Porque de tal manera amó Dios al mundo,
que ha dado a su Hijo unigénito,
para que todo aquel que en Él cree, no se pierda,
mas tenga vida eterna. Juan 3:16.

sábado, 2 de junio de 2012

El Pasota


En la década de los ochenta se puso de moda la figura del pasota. El pasota era aquel que pasaba de todo, menos de curso. Y es que las libertades lícitas, aunque buenas, llevan, a veces a esperpentos de este tipo. Verdaderos frikis de la transición, los pasotas. Molaba ser pasota y decir "paso de todo". Hoy se ve como algo jocoso. Nuestros hippies fueron los pasotas con marca "Made in Spain". En el fondo de esta manera de vivir se evidenciaba un desinterés por todo lo que fuera responsabilidad personal y un sentimiento de "nadie me comprende". Los que hemos tenido la experiencia de tener a un pasota cara a cara entendemos de lo que escribo.

Un día Jesús será un pasota con todas las de la ley. Cerrará las puertas de la salvación y la vida eterna y pasará de todos aquellos que un día pasaron olímpicamente de Él. Ahora es cuando los pasotas alzarían la voz y proclamarían "YO PASO". He aquí la trampa en la frase: "AHORA". Cuando llegue el "DESPUÉS" no habrá vuelta atrás. Tendrá lugar un JUICIO cuyo JUEZ será JESÚS. Todos los pasotas (los que pasaron del mensaje del evangelio rechazando a Jesucristo) estarán presentes. ¿Eres tú un pasota? A ver si te suena esto...

Niño: demasiado juego como para interesarme en Dios. A lo que Jesús te responde:

Pero Jesús dijo: Dejad a los niños venir a mí, y no se lo impidáis; porque de los tales es el reino de los cielos. (Mateo 19:14)


Joven: demasiados proyectos como para interesarme en Dios. Salomón te aconseja:

Acuérdate de tu Creador en los días de tu juventud, antes que vengan los días malos, y lleguen los años de los cuales digas: No tengo en ellos contentamiento. (Eclesiastés 12:1)

Adulto: demasiado trabajo como para interesarme en Dios. Jesús te pregunta:

Porque ¿qué aprovechará al hombre si ganare todo el mundo, y perdiere su alma?
(Marcos 8:36)

Anciano: demasiado quemado como para interesarme en Dios.

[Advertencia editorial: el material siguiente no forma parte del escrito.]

PR #4719, opened 2021-06-22
Handle invalid PHP version strings

shalvah:
A better workaround for https://github.com/sebastianbergmann/phpunit/commit/2b0a4bb65811306a09d62d4c406b9d060baa8480. This way, PHPUnit will error for _any_ invalid PHP version strings (like "PHP 7.4.1-(custom)"), not just the one macOS currently has.

### DIFF
--- a/build/templates/binary-phar-autoload.php.in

Acuérdate de tu Creador en los días de tu juventud, antes que vengan los días malos, y lleguen los años de los cuales digas: No tengo en ellos contentamiento; antes que se oscurezca el sol, y la luz, y la luna y las estrellas, y vuelvan las nubes tras la lluvia; cuando temblarán los guardas de la casa, y se encorvarán los hombres fuertes, y cesarán las muelas porque han disminuido, y se oscurecerán los que miran por las ventanas; y las puertas de afuera se cerrarán, por lo bajo del ruido de la muela; cuando se levantará a la voz del ave, y todas las hijas del canto serán abatidas; cuando también temerán de lo que es alto, y habrá terrores en el camino; y florecerá el almendro, y la langosta será una carga, y se perderá el apetito; porque el hombre va a su morada eterna, y los endechadores andarán alrededor por las calles; antes que la cadena de plata se quiebre, y se rompa el cuenco de oro, y el cántaro se quiebre junto a la fuente, y la rueda sea rota sobre el pozo; y el polvo vuelva a la tierra, como era, y el espíritu vuelva a Dios que lo dio. (Eclesiastés 12:1-7)

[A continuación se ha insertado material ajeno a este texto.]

PR #68, opened 2022-01-06
MCS-1020 refactor

deanwetherby:
Draft PR to help with async design discussion


mcs_automated_ingest.py
```diff
@@ -27,58 +31,68 @@
...
+            'file': {'StringValue': str(basename), 'DataType': 'String'},
+            'error': {'StringValue': str(traceback.format_exc()), 'DataType': 'String'}
+        })
+        logging.info(f"Sending {response}")
+
+
 def main():
+
+    mcs_client = MongoClient('mongodb://mongomcs:mongomcspassword@localhost:27017/mcs')
+    dev_client = MongoClient('mongodb://mongomcs:mongomcspassword@localhost:27017/dev')
```
deanwetherby, line 71: Is it ok to make the client once here and pass it to the various sub-modules? Or is it like ray where we need to make a new one each time?

deanwetherby:
How did you feel about using docker/mongo for unit testing? Should we also add moto to mock the aws boto3 calls?

mcs_automated_ingest.py
brianpippin: You can make this client and pass it around, I've done that before with some of the scripts where I passed the client that way.

README.md
```diff
@@ -42,13 +42,13 @@ python -m pip install pymongo
...
 ```
-python mcs_scene_ingest.py --folder ../genScenes/  --eval_name eval-test --type scene
+python mcs_scene_ingest.py --folder ../genScenes/  --eval_name eval-test
 ```
 
 ## Ingest history file (requires scenes already ingested)
 
 ```
-python mcs_scene_ingest.py --folder ../MCS/SCENE_HISTORY/  --eval_name eval-test --type history    --performer "baseline"
+python mcs_scene_ingest.py --folder ../MCS/SCENE_HISTORY/  --eval_name eval-test --performer "baseline"
```
rartiss55, line 51: We're probably getting rid of this anyway, but if we keep it, this should probably be "mcs_history_ingest.py"?

mcs_history_ingest.py
```diff
@@ -0,0 +1,764 @@
...
+            client,
+            db_string)
+        history_item["score"]["scorecard"] = (
+            calc_scorecard(history, scene)
+            if history_item['category'] == 'interactive' else None
+        )
+
+        # Ignore keys during unit tests because we don't want to query mongo.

Naces, creces, te reproduces y mueres. Estas son las etapas en la vida de una persona normal. Si sigues tan ocupado en tus planes como para atender al llamado que Jesús te hace déjame decirte que eres un pasota espiritual. Piensas que no tienes ninguna responsabilidad personal en el asunto y de todas formas si Dios existiese seguro que no te entendería. Porque, claro, Dios se movería según tus parámetros de lo  qué es bueno y malo.

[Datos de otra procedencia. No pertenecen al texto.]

PR #72, opened 2022-01-18
MCS-841: Database Refactor

brianpippin:
This handles ingesting to specific collections for each eval.  Script to update database to move collections out on their own.

Also handles MCS-1101 to remove old legacy folder ingestion code.

### DIFF
--- a/mcs_scene_ingest.py
+++ b/mcs_scene_ingest.py
@@ -81,7 +81,12 @@ def build_scene_item(file_name: str, folder: str) -> dict:
 
     scene["eval"] = scene["debug"]["evaluation"]
 
-    scene["evalNumber"] = float(re.sub("[^0-9.]", "", scene["eval"]))
+    eval_number_str = re.sub("[^0-9.]", "", scene["eval"])
+    if "." in eval_number_str:
+        scene["evalNumber"] = float(eval_number_str)
+    else:
+        scene["evalNumber"] = int(eval_number_str)
+
     scene["scene_num"] = scene["debug"]["sceneNumber"]
     if "sequenceNumber" in scene["debug"]:
         scene["test_num"] = scene["debug"]["sequenceNumber"]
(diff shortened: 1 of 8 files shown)


scripts/_0_5_0_migrate_collections.py
```diff
@@ -0,0 +1,64 @@
+def migrate_collections(mongoDB):
```
deanwetherby, line 1: Can this function be split into smaller testable functions?

brianpippin: Added some smaller functions to improve readability.

mcs_scene_ingest.py
```diff
@@ -18,10 +18,31 @@
...
+        }
+    )
+
+    if mapping is None:
+        eval_number = float(re.sub("[^0-9.]", "", eval_name))
+        collection_name = "eval_" + (str(eval_number)).replace(".", "_") + "_scenes"
+        collection.insert_one({"name": eval_name, "collection": collection_name})
+        return collection_name
+    else:
+        return mapping["collection"]
```
ThomasSchellenbergNextCentury, line 43: You've got two `get_scene_collection` functions that are very similar. Should the function be extracted to a separate file, and then imported into both mcs_history_ingest and mcs_scene_ingest?

mcs_scene_ingest.py
```diff
@@ -50,20 +72,16 @@ def automated_scene_ingest_file(
...
 
-    if eval_name is None:
-        scene["eval"] = scene["debug"]["evaluation"]
-        eval_name = scene["debug"]["evaluation"]
-    else:
-        scene["eval"] = eval_name
+    scene["eval"] = scene["debug"]["evaluation"]
 
-    scene["evalNumber"] = int(re.sub("[^0-9]", "", scene["eval"]))
+    scene["evalNumber"] = float(re.sub("[^0-9.]", "", scene["eval"]))
```
ThomasSchellenbergNextCentury, line 84: You're making the evalNumber into a float in a few places. I understand that's important to support Eval 3.5, but won't that also make "Eval 4" into "Eval 4.0"? Will that be OK?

Permíteme hablarte de que sí tienes responsabilidad en el asunto. Por culpa de tu pecado y el mío Jesús tuvo que pagar con su vida el precio de nuestros desmanes. ¿Por qué? Porque Dios no pasa de nosotros. A Dios le importas infinitamente. Él no quiere que te pierdas pues te ama. Se dice que el amor mueve montañas y si hay algo más grande que las montañas es el que las creó: DIOS. El se movió para que tu pecado pudiese ser perdonado y lo hizo entregando a su único Hijo, JESÚS, a morir en una cruz. POR AMOR A TI.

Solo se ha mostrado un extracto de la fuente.